Lowest form of rational number Suppose $\frac pq$ is a positive rational in its lowest form, prove that ${\frac1q}+{\frac{1}{p+q}}$ is also in the lowest form  I tried with the Least common multiple of the denominators and it was reduced to $\frac{p+2q}{p(p+q)}$  Further I do not know how prove that their GCD is 1
 A: Note that the fraction reduces to $$\frac {p+2q}{q(p+q)}$$
Now note that a common factor of $p+2q$ and $q$ is also a factor of $(p+2q)-2\cdot q =p$, therefore must be $1$.
Also a common factor of $p+2q$ and $p+q$ is a factor of both $(p+2q)-(p+q)=q$ and $2\cdot(p+q)-(p+2q)=p$ hence must be $1$.
A: Hint If $\frac{p+2q}{q(p+q)}$ is not in the lowest form, the denominator and numerator have a common prime divisor. 
Now if $d$ is prime and divides $q(p+q)$ then $d$ divides either $q$ or $p+q$. 
You also know that $d$ also divides $p+2q$. Prove that this implies that $d$ divides $p$ and $q$.
A: Hint $\ (a,b)=1\,\Rightarrow\,\dfrac{1}a+\dfrac{1}b = \dfrac{a\!+\!b}{ab}\,$ reduced, by $\,(a,a\!+\!b)= \overbrace{(a,b)}^{\large =\,1}=(b,a\!+\!b)\overset{\rm Euclid}\Rightarrow\!\!\,(ab,a\!+\!b)=1$
A: Let $d\in\mathbb{Z}$ be maximal such that $d\mid p+2q$ and $d\mid q^2+pq$ (that is, $d=\gcd(p+2q,q^2+pq)$). 
Now consider the equalities:
$$(p+2q)^2 - 4(q^2+pq) = p^2$$
$$q(p+2q) - (q^2+pq) = q^2$$
So $d\mid p^2$ and $d\mid q^2$. By Bézout's Lemma, $\gcd(p,q)=1\Rightarrow \exists x,y \in \mathbb{Z}$ such that $px+qy=1$. We now show that $\exists x',y' \in \mathbb{Z}$ such that $p^2x' + q^2y' = 1$.
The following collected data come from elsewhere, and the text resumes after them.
PR #1669, opened 2021-01-06
Fix multiple segfaults and broken test in --stig-viewer feature

jan-cerny:
This PR aims to fix 2 segfaults in the code creating the XML output for DISA STIG Viewer.

The first segmentation fault is a new problem. It has been caused by a mistake in 9b40767967e533bdb340ca4c91f2fd1192694820. This segmentation fault occurs any time an user uses `--stig-viewer`. For example: `oscap xccdf eval --profile ospp --stig-viewer /tmp/xxx /usr/share/xml/scap/ssg/content/ssg-rhel8-ds.xml`. 

Unfortunately, the problem hasn't been discovered by CI, because the test https://github.com/OpenSCAP/openscap/blob/maint-1.3/tests/API/XCCDF/unittests/test_single_rule_stigw.sh is wrong. https://github.com/OpenSCAP/openscap/blob/1ccdd3bb31b2f1d4da5c7e9b6018597454e879cd/tests/API/XCCDF/unittests/test_single_rule_stigw.sh#L22
This condition ignores any fail in the `oscap` command. A similar mistake is repeated also when the comparison script is executed, therefore the test also didn't ensure that the generated file is correct.

The second segmentation fault has been reported in https://bugzilla.redhat.com/show_bug.cgi?id=1911999 and https://bugzilla.redhat.com/show_bug.cgi?id=1912000. Shortly, the problem is that our code expects that every `xccdf:reference` element has a `href` attribute. But, according to XCCDF 1.2 specification section 6.2.6, the `href` attribute is optional. We don't expect no `href` and we crash.  Some SCAP content uses `xccdf:reference` without `href` attribute, for example DISA STIG for RHEL 7 V3R1. Moreover, his STIG uses Dublin Core elements within `xccdf:reference`. We will extend the aforementioned test case to cover these elements.

### DIFF
--- a/src/XCCDF/result.c
+++ b/src/XCCDF/result.c
@@ -1159,8 +1159,9 @@ void xccdf_result_to_dom(struct xccdf_result *result, xmlNode *result_node, xmlD
 			struct oscap_reference_iterator *references = xccdf_item_get_references(item);
 			while (oscap_reference_iterator_has_more(references)) {
 				struct oscap_reference *ref = oscap_reference_iterator_next(references);
-				if (strcmp(oscap_reference_get_href(ref), DISA_STIG_VIEWER_HREF[0]) == 0 ||
-				    strcmp(oscap_reference_get_href(ref), DISA_STIG_VIEWER_HREF[1]) == 0) {
+				const char *href = oscap_reference_get_href(ref);
+				if (href && (strcmp(href, DISA_STIG_VIEWER_HREF[0]) == 0 ||
+							strcmp(href, DISA_STIG_VIEWER_HREF[1]) == 0)) {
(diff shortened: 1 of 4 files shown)


evgenyz:
@jan-cerny Can you please check the test results. They look very strange.

jan-cerny:
Yes, I can, indeed it's strange

jan-cerny:
he problem with the current solution is that PYTHON variable isn't defined,
so it defaults to "python". On some systems, for example RHEL 8,
"python" doesn't exist, becuse they have only python3. This error was
previously ignored due to masked return code.

evgenyz:
LGTM, thank you!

For this, first notice that $p(x+kq)+q(y-kp) = px + kpq + qy - kpq = 1, \forall k \in \mathbb{Z}$. Now, we affirm that $\exists k \in \mathbb{Z}$ such that $p\mid x+kq$ and $q\mid y-kp$. Indeed, let $\tilde p, \tilde q$ be the inverses of $p,q$ modulo $q,p$, respectively (they certainly exist since $p,q$ are relatively prime).  
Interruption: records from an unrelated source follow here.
Issue #1632, opened 2020-11-12
[SCAP.R.800] obtrusive data from probe when evaluating test content


jan-cerny:
#### Description of Problem:
During evaluation of r800-rhel-datastream.xml from [SCAP 1.3 validation test suite](https://csrc.nist.gov/CSRC/media/Projects/scap-validation-program/documents/SCAP1.3ValidationTestContent_1-3.0.0.0.zip) a warning about obtrusive data is produced.

I think that evaluation of a valid content should not produce this type of suspicious messages.

#### OpenSCAP Version:
1.3.4

#### Steps to Reproduce:

1. oscap xccdf eval --profile xccdf_gov.nist_profile_RHEL_MAC-1_Classified --results-arf results_arf.xml             requirements/R800/r800-rhel-datastream.xml

#### Actual Results:
stderr contains

```
W: oscap:     Obtrusive data from probe!
W: oscap:     Obtrusive data from probe!
W: oscap:     Obtrusive data from probe!
W: oscap:     Obtrusive data from probe!
```

#### Expected Results:
no obtrusive data warnings

#### Additional Information / Debugging Steps:

It seems to be the same thing as https://bugzilla.redhat.com/show_bug.cgi?id=1722003

jan-cerny:
I can see the same warning message also when evaluating test suite SCAP source data streams in requirements 2910 and 2920.

jan-cerny:
and also SCAP.R.3005

PR #1678, opened 2021-01-27
Fix how oval_probe_ext_eval checks absence of the response from the probe

evgenyz:
The code was updated in accordance with how empty messages (with sexp == NULL) are encoded in:
https://github.com/OpenSCAP/openscap/blob/d05a0e8f382f758820c7623deabdd0ea2dd28b03/src/OVAL/probes/SEAP/seap-packet.c#L256

Fixes annoying warning `Obtrusive data from probe!`.

Fixes: #1632.


jan-cerny:
It fixes both #1632 and rhbz#1722003 for me. You are amazing.

PR #1679, opened 2021-01-28
Add proper resource management to the handler of empty messages from a probe

evgenyz:
Follow-up for #1678.


evgenyz:
@jan-cerny Sorry for being late

jan-cerny:
aha

PR #1680, opened 2021-02-02
Update cpe test to not depend on internal cpe dictionary

matusmarhefka:
There are 2 tests:
* positive to match the CPE of the tested system
* negative to not match the CPE of the tested system (notapplicable result is expected)


tests/API/XCCDF/default_cpe/cpe-dict.xml
```diff
@@ -0,0 +1,9 @@
+<?xml version="1.0" encoding="UTF-8"?>
+<cpe-list xmlns="http://cpe.mitre.org/dictionary/2.0"
+          xmlns:xsi="http://www.w3.org/2001/XMLSchema-instance"
+          xsi:schemaLocation="http://cpe.mitre.org/dictionary/2.0 http://cpe.mitre.org/files/cpe-dictionary_2.3.xsd">
+      <cpe-item name="<<CPE>>">
+            <title xml:lang="en-us">Applicable example platform</title>
+            <check system="http://oval.mitre.org/XMLSchema/oval-definitions-5" href="cpe-oval.xml">oval:x:def:1</check>
+      </cpe-item>
```
matusmarhefka, line 8: Hmm, do you think there should be one more cpe item with the `cpe:/o:example:not_applicable:5`?

evgenyz: No, don't think so. It won't be applicable if it does not exists (as a CPE entity anywhere), so why bother?

matusmarhefka: Well, my idea was to test the scenario, where you have a content including a CPE dictionary for a certain product (`cpe:/o:example:not_applicable:5` in this case), but this product is not matched as the scanned system has a different CPE.

evgenyz:
Mmm, the test is failing 🤷

matusmarhefka:
Hmm, seems that there is no `/etc/system-release-cpe` on ubuntu 18.04.

evgenyz:
Hmm, how about just 255-ing this test is there is no `/etc/system-release-cpe`?

tests/API/XCCDF/default_cpe/test_default_cpe.sh
```diff
@@ -6,45 +6,31 @@
...
 
 CPE_OVAL="cpe-oval.xml"
-FEDORA_XCCDF="fedoraX-xccdf.xml"
-FEDORA_CPE="cpe:/o:fedoraproject:fedora:"
-RHEL_XCCDF="rhelX-xccdf.xml"
-RHEL_CPE="cpe:/o:redhat:enterprise_linux:"
+CPE_DICT="cpe-dict.xml"
+XCCDF="xccdf.xml"
 SYSTEM_CPE_FILE="/etc/system-release-cpe"
+SYSTEM_CPE=$(cat $SYSTEM_CPE_FILE)
```
jan-cerny, line 12: Do I understand it well that the "cpe-oval.xml" in this directory always passes? If yes, why to bother with system CPE? Instead, you can hardcode a random dummy CPE into this test. wdyt?

matusmarhefka: Great idea, I will do it like that, thank you.

evgenyz:
Great, thank you all.

PR #1681, opened 2021-02-02
Fix "ERROR: The EULA was not accepted. Installation aborted." for 25-msodbcsql17_17.7.1.1-1_amd64.deb

evgenyz:
Should fix problem with CI in #1680. Sigh.


matusmarhefka:
Thanks for fixing this @evgenyz

PR #1682, opened 2021-02-03
Syncronize internal CPE dictionary with the official NIST NVD CPE Dictionary v2.3

evgenyz:
Also, deprecate it. In the next API-breaking version we will remove it (that's it: #1683).


evgenyz:
@matusmarhefka Quid pro quo?

evgenyz:
@openscap-ci test this please

jan-cerny:
Do you know what the dash means and when it will match and when it won't match?

I think when we are in it we can add F34 because it will be branched of rawhide soon.

evgenyz:
> Do you know what the dash means and when it will match and when it won't match?

As far as I was able to get from the specs dash in the update section means just itself, dash.

The `cpe:/o:oracle:linux:8:-` should not match `cpe:/o:oracle:linux:8`, I guess that is the reason you're asking this question.

Now, you might also ask, what would be the best solution here:

- Remove `cpe:/o:oracle:linux:8`
- Change it to `cpe:/o:oracle:linux:8:-`
- Document `cpe:/o:oracle:linux:8` as an exception?

My preference is the second option.

matusmarhefka:
> > Do you know what the dash means and when it will match and when it won't match?
> 
> As far as I was able to get from the specs dash in the update section means just itself, dash.
> 
> The `cpe:/o:oracle:linux:8:-` should not match `cpe:/o:oracle:linux:8`, I guess that is the reason you're asking this question.
> 
> Now, you might also ask, what would be the best solution here:
> 
>     * Remove `cpe:/o:oracle:linux:8`
> 
>     * Change it to `cpe:/o:oracle:linux:8:-`
> 
>     * Document `cpe:/o:oracle:linux:8` as an exception?
> 
> 
> My preference is the second option.

I am a little bit confused about this. Does it mean that `cpe:/o:oracle:linux:8` is deprecated and instead of removing it you propose to add suffix `:-` so it is never matched?

evgenyz:
> I am a little bit confused about this. Does it mean that `cpe:/o:oracle:linux:8` is deprecated and instead of removing it you propose to add suffix `:-` so it is never matched?

The correct form is `cpe:/o:oracle:linux:8:-` (per v2.3 official NIST NBD CPE list). We have an incorrect form `cpe:/o:oracle:linux:8`. They are **not** equal. We have 3 options to deal with this situation.

matusmarhefka:
> > I am a little bit confused about this. Does it mean that `cpe:/o:oracle:linux:8` is deprecated and instead of removing it you propose to add suffix `:-` so it is never matched?
> 
> The correct form is `cpe:/o:oracle:linux:8:-` (per v2.3 official NIST NBD CPE list). We have an incorrect form `cpe:/o:oracle:linux:8`. They are **not** equal. We have 3 options to deal with this situation.

Aha I see. Okay, I think that it is fine like it is now.

cpe/openscap-cpe-dict.xml
```diff
@@ -137,33 +69,9 @@
...
-      </cpe-item>
-      <cpe-item name="cpe:/o:suse:sles:10">
-            <title xml:lang="en-us">SUSE Linux Enterprise Server 10</title>
-            <check system="http://oval.mitre.org/XMLSchema/oval-definitions-5" href="openscap-cpe-oval.xml">oval:org.open-scap.cpe.sles:def:10</check>
-      </cpe-item>
-      <cpe-item name="cpe:/o:suse:sled:10">
-            <title xml:lang="en-us">SUSE Linux Enterprise Desktop 10</title>
-            <check system="http://oval.mitre.org/XMLSchema/oval-definitions-5" href="openscap-cpe-oval.xml">oval:org.open-scap.cpe.sled:def:10</check>
-      </cpe-item>
-      <cpe-item name="cpe:/o:suse:linux_enterprise_server:11">
```
matusmarhefka, line 152: Shouldn't we also change to `cpe:/o:suse:linux_enterprise_server:11:-`?

cpe/openscap-cpe-dict.xml
```diff
@@ -218,43 +118,27 @@
...
-      </cpe-item>
-      <cpe-item name="cpe:/o:windriver:wrlinux:8">
-            <title xml:lang="en-us">Wind River Linux 8</title>
-            <check system="http://oval.mitre.org/XMLSchema/oval-definitions-5" href="openscap-cpe-oval.xml">oval:org.open-scap.cpe.wrlinux:def:8</check>
-      </cpe-item>
-      <cpe-item name="cpe:/o:windriver:wrlinux:1019">
-            <title xml:lang="en-us">Wind River Linux 1019</title>
-            <check system="http://oval.mitre.org/XMLSchema/oval-definitions-5" href="openscap-cpe-oval.xml">oval:org.open-scap.cpe.wrlinux:def:1019</check>
-      </cpe-item>
-      <cpe-item name="cpe:/o:microsoft:windows_7">
```
matusmarhefka, line 233: I can see that all of the removed CPEs for Windows are still in the official dictionary, but have the `:-` suffix.

evgenyz:
Ooops moment. Continued in a new PR.

cpe/openscap-cpe-dict.xml
evgenyz: I decided to remove all platforms instead of having spotty support.

cpe/openscap-cpe-dict.xml
evgenyz: I decided to remove all platforms instead of having spotty support.

Issue #140, opened 2015-08-14
[SCAP.R.900] Add option to verify signature of signed XML files


iankko:
The `oscap` tool currently supports `--fetch-remote-resources` option to download remote XCCDF / OVAL content from 3rd-party locations depending on the URL in the check.

Since some XML content might be signed (to ensure data integrity), when fetching remote XCCDF / OVAL content, there should be `--verify` option to verify the signature of the signed XML content (IOW verify the signed content is truly the authentic one).

Therefore this request for enhancement is filed in order the new --verify option to be added into the `oscap` command (at appropriate places where `--fetch-remote-resources` is allowed and where signed XML content can be expected to be provided).

The idea is that `--verify` option would automatically detect the key, the content has been signed with. It would try to download the public key for that key, and perform the signature verification.

Optionally the `--key` option could be specified too (if necessary) which would mean to hold the location of the public key, which should be used for signed XML content verification.

In ideal case the `--fetch--remote-resources` option would be able to detect if the XML content is signed or not. In the case it's not signed, it would proceed as currently. In the case the content is signed, and `--verify` option was provided, it would try to download the corresponding public key for that content, and verify the integrity of the content. If it wouldn't be able to locate the public key, it would issue `Unable to locate public key for content verification. Use --key option to specify the location.` message or something similar.

Thank you for the consideration.

Regards, Jan.

matejak:
This is a feature request that is essential for SCAP 1.3 support.

PR #1684, opened 2021-02-03
XML Signature Validation

jan-cerny:
Adds ability to validate signatures in digitally signed SCAP source data streams. Validation of other XML formats than SCAP source data streams is out of scope of this patch.

Needs dependency on xmlsec library (xmlsec1-openssl-devel).

The signature validation will be performed automatically when loading the source data stream file. Users can skip it using the `--skip-signature-validation` option.

This doesn't support keys and certificates form external files, because it isn't a requirement in certification requirements. However, the implementation leaves some room for adding these options in future, because they can make sense for users.

The old tests are replaced by new more focused tests. The documentation is updated.  As OpenSCAP implements the validation of digital signatures in SCAP source data stream, using xmlsec1 is no longer described in user manual.

Fixes: #140


jan-cerny:
@openscap-ci test this please

evgenyz (approved):
Awesome PR. That is a good start, let's merge and use it as the base for the research of corner cases. It would also be great to have it earlier for other platforms to catch build bugs (@tom-seewald I would like to kindly ask you to take a look).

docs/manual/manual.adoc
```diff
@@ -901,62 +901,17 @@ NOTE: Please note that for the rest of `oscap` functionality, unless you specify
...
-respective elements. This is due to the fact that there are way too many options
-when it comes to keystores and crypto choices. Instead we recommend users to use
-{xmlsec}[xmlsec1] to verify their SCAP content.  Safely evaluating signed
-content (with signature verification) involves the following steps:
+When evaluating a digitally signed SCAP source data stream OpenSCAP validates
+the digital signature of the data stream. The signature validation is performed
+automatically while loading the file. Data streams with invalid signature are
+rejected and OpenSCAP doesn't evaluate the content. OpenSCAP uses
+https://www.aleksey.com/xmlsec/[XML Security Library] with OpenSSL backend to
+validate the digital signature.
```
matejak, line 911:
```suggestion
validate the digital signature.

The signature validation only checks that the datastream hasn't been altered since its latest signature. OpenSCAP doesn't address trustworthiness of certificates or public keys that are part of the `KeyInfo` signature element and that are used to verify the signature. You should verify those keys yourself to prevent evaluation of datastreams that have been modified and signed by bad actors.
```

jan-cerny:
Hi @evgenyz and @matejak , thank you for the review. I have updated the PR. What is your opinion on the test? Tell me some suggestions for testing.

evgenyz:
I think that we are good with existing test for now. I might add another test with signature in ARF file (if it won't be a part of ARF-specific test unit, I'm still considering). But otherwise I think we should move forward with case-by-case approach.

utils/oscap.8
```diff
@@ -184,6 +184,11 @@ Selects a component ref from any datastream that references a component with XCC
 Do not validate input/output files.
 .RE
 .TP
+\fB\-\-skip-signature-validation\fR
```
jan-cerny, line 187: @jan-cerny Please add this to `dist/bash_completion.d/oscap`.

evgenyz:
LGTM. Thank you!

We set $k=p\tilde p\cdot y\tilde p-q\tilde q\cdot x\tilde q$, which is an integer, and we get $$x+kq\equiv x -qx\tilde q\equiv 0 \pmod p$$
$$y-kq\equiv y - py\tilde p \equiv 0 \pmod q$$
So just as we wanted, $x+kq=px'$ for some $x'\in \mathbb{Z}$ and $y-kp=qy'$ for some $y'\in \mathbb{Z}$. Then:
$$p(x+kq)+q(y-kp) = p^2x' + q^2y' = 1$$
And therefore, by Bézout's Lemma again, $d$ must be equal to $1$.